Among the records below, find each line bearing the word "between" and copy it.
————
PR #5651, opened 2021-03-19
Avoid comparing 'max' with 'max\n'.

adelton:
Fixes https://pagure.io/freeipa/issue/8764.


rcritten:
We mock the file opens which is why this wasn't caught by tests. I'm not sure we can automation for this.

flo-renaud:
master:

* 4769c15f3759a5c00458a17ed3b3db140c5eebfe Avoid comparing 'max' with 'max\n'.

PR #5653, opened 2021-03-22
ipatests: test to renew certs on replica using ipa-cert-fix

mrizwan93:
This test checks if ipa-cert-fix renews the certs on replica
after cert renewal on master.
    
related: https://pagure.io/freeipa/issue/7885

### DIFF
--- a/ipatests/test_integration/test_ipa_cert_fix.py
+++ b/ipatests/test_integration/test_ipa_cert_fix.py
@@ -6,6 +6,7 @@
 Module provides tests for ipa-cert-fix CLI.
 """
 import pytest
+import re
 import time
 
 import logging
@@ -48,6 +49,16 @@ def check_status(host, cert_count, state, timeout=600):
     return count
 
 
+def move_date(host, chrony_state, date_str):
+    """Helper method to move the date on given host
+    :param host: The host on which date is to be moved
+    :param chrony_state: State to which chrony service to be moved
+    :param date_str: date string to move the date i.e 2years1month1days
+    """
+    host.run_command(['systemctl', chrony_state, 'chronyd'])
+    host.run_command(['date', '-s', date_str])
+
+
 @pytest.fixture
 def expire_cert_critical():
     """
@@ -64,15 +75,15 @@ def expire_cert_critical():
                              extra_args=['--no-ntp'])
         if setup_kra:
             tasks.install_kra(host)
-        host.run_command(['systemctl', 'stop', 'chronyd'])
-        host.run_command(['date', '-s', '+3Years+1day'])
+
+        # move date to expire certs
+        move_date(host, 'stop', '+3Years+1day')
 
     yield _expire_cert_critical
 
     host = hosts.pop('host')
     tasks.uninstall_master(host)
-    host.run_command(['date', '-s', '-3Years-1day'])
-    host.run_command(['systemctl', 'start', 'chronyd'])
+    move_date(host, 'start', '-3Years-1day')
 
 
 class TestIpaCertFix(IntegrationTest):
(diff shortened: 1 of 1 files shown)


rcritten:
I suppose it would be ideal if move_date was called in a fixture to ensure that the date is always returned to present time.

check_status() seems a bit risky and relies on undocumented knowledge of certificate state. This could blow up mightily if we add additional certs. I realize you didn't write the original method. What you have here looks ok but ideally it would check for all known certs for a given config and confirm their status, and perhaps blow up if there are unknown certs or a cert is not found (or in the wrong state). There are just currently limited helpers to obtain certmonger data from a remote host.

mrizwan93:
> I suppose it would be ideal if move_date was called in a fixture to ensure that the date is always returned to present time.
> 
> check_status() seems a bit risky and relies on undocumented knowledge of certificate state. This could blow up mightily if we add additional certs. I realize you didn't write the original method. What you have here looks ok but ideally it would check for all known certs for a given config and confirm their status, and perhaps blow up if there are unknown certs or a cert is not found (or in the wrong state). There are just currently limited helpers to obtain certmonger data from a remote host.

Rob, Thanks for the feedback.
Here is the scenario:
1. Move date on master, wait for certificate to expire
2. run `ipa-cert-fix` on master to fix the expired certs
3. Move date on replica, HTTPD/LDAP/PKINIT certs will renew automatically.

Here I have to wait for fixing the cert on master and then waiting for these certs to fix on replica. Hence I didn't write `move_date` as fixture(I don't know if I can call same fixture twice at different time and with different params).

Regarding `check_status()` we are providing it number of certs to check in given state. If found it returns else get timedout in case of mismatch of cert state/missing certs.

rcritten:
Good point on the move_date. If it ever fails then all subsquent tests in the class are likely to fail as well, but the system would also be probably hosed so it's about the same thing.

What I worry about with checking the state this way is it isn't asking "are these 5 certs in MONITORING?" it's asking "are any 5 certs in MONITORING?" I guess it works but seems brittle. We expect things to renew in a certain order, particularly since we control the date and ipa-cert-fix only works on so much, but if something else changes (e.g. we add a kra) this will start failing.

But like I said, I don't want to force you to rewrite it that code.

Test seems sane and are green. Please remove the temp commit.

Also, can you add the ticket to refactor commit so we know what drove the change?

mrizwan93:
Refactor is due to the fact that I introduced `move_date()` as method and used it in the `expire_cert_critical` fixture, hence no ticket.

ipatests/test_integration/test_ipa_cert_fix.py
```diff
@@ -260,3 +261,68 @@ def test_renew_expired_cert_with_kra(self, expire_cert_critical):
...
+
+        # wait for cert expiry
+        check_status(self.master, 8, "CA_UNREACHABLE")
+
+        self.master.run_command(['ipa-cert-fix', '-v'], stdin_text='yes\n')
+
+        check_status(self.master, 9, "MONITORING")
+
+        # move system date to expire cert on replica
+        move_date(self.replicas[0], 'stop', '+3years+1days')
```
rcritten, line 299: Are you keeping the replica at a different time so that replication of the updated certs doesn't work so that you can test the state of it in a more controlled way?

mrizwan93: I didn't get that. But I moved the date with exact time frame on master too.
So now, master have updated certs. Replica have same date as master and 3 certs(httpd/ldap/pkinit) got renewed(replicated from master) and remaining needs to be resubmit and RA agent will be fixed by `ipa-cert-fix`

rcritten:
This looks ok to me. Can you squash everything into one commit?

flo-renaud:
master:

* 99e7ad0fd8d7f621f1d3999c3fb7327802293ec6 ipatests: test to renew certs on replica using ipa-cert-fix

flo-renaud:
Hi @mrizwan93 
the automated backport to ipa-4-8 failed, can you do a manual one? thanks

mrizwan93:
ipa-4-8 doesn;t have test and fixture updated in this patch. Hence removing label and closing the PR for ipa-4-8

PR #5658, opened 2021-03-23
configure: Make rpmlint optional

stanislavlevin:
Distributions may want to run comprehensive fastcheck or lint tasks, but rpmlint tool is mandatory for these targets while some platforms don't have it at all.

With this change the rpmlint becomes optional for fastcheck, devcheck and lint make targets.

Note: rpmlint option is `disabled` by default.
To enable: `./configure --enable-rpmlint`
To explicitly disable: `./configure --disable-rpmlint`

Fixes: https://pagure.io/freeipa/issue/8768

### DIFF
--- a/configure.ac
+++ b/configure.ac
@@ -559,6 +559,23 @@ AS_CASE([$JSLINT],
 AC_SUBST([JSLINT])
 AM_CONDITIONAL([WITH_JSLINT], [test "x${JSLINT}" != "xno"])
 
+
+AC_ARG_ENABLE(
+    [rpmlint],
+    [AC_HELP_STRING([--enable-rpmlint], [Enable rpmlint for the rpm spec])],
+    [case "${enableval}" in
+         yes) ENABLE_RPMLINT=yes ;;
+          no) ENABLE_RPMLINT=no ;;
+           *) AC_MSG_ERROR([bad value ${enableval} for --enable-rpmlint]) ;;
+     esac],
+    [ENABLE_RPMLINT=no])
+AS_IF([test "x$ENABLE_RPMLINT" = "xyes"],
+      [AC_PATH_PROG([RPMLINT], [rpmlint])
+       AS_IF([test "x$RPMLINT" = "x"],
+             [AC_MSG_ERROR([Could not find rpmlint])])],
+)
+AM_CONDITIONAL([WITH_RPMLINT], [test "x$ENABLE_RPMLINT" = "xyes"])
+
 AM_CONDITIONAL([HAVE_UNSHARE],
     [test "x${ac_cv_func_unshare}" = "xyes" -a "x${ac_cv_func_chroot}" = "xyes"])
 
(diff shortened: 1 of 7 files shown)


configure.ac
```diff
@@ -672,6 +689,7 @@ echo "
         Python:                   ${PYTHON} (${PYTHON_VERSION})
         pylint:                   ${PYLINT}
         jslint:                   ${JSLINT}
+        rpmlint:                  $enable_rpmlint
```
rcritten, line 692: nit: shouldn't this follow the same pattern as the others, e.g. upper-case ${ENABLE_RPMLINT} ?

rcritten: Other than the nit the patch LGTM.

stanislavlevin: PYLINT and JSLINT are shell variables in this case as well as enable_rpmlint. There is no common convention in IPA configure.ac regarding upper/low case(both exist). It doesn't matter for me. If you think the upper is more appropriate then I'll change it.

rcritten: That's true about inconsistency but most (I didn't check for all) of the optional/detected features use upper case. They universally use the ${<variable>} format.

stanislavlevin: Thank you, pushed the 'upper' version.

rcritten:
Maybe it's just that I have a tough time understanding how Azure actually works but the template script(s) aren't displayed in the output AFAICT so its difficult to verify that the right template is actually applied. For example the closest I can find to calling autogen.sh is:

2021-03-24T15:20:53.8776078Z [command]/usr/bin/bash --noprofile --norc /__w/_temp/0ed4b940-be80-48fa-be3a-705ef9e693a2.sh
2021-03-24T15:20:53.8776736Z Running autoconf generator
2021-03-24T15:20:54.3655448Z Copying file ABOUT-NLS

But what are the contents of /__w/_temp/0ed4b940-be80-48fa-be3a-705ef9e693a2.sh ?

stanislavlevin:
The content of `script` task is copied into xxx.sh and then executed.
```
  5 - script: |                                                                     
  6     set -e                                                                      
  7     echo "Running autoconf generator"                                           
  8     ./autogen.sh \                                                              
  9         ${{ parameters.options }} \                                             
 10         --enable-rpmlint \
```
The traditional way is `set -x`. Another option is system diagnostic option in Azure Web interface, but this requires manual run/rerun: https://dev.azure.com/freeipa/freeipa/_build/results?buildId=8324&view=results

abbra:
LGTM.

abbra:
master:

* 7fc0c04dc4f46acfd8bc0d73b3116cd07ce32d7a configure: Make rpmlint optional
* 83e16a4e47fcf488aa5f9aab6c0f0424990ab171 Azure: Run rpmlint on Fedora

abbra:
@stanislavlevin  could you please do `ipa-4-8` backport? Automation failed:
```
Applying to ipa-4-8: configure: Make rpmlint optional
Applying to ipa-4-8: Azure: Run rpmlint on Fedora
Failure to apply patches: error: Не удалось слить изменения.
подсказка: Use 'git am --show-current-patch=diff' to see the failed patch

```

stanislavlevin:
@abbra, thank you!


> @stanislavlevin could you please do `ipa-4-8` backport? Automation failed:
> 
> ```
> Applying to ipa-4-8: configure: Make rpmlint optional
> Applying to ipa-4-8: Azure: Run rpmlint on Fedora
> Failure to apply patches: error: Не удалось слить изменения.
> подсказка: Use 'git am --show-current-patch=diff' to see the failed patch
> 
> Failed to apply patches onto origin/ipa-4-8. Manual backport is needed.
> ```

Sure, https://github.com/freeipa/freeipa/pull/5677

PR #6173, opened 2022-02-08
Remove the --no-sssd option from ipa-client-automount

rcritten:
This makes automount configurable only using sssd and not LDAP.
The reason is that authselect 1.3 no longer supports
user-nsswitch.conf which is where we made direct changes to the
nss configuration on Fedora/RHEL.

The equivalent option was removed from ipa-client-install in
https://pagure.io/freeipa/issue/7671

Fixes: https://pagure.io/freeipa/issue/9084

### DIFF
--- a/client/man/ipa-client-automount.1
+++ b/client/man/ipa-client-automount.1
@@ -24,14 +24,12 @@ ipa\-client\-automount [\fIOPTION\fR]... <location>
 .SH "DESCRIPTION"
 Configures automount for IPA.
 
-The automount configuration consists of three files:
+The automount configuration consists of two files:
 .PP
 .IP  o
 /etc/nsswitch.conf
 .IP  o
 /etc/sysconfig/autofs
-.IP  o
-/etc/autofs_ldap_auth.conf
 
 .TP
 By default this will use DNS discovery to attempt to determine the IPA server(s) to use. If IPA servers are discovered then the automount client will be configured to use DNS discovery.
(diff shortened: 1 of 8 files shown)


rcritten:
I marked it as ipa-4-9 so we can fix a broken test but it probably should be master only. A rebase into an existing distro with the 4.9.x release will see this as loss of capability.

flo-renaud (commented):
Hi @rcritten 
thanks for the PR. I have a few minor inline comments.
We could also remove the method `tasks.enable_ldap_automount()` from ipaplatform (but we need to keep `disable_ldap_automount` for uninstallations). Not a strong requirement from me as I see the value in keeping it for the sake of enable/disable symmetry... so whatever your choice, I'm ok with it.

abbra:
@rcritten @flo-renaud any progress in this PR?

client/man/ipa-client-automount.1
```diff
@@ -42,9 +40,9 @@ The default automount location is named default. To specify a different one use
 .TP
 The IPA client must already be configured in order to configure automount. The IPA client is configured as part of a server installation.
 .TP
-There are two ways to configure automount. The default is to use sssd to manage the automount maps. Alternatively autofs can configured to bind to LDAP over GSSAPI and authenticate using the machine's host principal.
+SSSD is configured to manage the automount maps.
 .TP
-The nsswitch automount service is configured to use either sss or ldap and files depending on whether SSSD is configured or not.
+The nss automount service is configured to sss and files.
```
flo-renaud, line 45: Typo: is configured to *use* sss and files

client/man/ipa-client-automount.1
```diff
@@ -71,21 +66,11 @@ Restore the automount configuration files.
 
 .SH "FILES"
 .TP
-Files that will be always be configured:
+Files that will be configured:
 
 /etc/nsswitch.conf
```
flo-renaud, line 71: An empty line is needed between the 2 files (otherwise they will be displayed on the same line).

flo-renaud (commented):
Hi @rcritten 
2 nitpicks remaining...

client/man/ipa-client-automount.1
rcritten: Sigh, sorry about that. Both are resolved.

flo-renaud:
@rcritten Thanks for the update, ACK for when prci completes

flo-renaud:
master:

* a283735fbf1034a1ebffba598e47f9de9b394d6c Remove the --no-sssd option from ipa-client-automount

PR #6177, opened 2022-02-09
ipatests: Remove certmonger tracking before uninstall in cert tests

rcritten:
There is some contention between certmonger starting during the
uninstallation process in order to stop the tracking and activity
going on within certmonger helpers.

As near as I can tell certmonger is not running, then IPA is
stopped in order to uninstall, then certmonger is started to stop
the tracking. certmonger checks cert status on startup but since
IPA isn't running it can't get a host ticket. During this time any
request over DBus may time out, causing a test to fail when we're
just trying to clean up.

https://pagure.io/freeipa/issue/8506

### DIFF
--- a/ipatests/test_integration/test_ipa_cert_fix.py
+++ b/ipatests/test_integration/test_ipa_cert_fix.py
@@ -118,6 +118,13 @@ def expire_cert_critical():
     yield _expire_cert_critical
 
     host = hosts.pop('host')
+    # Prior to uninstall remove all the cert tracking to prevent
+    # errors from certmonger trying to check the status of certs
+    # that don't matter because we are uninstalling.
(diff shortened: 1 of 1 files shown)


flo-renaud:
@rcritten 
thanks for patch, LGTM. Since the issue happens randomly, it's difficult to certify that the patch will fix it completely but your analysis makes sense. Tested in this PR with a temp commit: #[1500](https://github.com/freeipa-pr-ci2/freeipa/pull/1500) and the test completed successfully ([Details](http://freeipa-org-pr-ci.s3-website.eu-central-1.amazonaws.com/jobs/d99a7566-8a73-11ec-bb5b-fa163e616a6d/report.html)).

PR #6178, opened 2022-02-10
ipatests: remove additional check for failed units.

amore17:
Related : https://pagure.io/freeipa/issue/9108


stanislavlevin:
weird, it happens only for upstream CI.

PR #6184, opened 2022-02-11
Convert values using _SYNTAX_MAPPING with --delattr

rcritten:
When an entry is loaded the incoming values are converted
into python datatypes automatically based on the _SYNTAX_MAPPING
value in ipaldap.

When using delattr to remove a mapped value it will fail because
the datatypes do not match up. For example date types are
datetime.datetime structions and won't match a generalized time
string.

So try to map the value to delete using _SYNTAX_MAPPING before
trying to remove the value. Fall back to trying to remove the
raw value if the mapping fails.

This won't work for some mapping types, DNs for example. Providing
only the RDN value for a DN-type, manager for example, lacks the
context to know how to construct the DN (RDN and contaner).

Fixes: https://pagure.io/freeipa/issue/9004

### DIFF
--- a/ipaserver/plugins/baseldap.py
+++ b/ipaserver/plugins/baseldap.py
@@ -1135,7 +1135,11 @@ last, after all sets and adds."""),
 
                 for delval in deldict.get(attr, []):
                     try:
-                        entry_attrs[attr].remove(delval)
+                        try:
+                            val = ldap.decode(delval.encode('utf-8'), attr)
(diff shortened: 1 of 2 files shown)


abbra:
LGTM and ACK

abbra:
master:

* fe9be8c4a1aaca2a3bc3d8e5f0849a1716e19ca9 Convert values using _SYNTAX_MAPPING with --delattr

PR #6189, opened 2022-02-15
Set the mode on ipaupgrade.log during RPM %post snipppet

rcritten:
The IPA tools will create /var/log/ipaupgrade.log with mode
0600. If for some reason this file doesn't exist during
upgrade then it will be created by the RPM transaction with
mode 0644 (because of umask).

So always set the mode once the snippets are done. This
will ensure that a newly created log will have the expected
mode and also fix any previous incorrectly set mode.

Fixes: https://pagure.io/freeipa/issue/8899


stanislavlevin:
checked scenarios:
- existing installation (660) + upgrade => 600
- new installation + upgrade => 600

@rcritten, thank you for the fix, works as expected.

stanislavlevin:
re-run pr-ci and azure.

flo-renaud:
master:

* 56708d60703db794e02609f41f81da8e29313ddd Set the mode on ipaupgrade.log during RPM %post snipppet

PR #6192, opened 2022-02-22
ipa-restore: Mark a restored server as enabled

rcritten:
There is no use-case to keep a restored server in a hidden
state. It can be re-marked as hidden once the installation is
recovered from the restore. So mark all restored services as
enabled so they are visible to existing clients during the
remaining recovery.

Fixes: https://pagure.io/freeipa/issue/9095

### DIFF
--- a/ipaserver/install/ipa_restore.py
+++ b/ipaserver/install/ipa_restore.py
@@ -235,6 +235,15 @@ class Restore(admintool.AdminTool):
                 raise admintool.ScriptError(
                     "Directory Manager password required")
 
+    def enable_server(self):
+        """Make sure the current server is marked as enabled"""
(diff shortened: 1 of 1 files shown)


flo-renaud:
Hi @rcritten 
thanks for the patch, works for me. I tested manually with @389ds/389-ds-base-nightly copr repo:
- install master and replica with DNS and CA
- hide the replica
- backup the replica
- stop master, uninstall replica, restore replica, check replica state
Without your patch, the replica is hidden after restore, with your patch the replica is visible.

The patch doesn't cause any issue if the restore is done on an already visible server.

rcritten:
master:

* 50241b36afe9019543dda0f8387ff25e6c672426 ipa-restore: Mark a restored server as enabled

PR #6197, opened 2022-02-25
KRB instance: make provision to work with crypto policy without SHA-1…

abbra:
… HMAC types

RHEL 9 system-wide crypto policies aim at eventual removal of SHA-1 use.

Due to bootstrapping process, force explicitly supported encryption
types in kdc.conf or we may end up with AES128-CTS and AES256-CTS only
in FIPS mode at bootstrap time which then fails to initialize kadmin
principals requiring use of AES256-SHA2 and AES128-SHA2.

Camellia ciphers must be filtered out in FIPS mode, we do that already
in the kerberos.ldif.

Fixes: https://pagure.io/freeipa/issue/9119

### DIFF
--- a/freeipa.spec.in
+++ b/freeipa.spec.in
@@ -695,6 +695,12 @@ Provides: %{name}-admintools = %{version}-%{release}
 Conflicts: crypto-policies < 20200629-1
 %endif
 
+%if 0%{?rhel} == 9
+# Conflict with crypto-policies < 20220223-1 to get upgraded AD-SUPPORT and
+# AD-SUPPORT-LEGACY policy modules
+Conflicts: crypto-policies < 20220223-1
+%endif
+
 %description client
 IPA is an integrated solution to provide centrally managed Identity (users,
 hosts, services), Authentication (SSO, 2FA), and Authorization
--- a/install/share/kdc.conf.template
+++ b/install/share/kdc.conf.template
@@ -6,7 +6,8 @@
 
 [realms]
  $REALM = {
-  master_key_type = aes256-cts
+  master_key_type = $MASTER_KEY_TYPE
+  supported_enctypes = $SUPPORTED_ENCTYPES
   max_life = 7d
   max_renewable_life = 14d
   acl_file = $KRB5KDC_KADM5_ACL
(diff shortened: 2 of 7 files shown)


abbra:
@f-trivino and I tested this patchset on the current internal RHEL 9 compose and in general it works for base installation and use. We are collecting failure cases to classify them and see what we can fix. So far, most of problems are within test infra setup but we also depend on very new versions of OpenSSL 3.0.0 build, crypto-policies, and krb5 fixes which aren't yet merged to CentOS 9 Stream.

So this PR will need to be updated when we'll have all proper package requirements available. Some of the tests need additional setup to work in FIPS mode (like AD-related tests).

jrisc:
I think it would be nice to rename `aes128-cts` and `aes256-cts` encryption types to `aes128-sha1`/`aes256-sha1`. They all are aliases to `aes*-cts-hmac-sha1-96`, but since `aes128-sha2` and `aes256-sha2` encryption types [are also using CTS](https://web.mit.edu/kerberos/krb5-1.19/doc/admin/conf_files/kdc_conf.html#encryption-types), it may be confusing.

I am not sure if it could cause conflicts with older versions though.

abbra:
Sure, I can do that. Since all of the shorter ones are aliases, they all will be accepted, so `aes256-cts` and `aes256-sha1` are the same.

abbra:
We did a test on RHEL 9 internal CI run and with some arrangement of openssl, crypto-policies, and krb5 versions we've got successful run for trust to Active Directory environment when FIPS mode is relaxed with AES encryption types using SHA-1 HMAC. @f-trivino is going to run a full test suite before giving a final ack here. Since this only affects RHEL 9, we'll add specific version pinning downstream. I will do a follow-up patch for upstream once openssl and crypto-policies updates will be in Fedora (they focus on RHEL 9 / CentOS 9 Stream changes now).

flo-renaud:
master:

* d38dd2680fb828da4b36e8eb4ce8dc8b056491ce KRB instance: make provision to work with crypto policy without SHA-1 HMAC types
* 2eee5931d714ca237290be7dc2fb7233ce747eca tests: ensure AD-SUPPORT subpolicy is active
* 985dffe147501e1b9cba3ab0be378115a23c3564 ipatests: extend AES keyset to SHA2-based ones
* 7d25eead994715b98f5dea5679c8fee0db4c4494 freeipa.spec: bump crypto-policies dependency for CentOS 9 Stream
————
## RESULT
flo-renaud, line 71: An empty line is needed between the 2 files (otherwise they will be displayed on the same line).
There is some contention between certmonger starting during the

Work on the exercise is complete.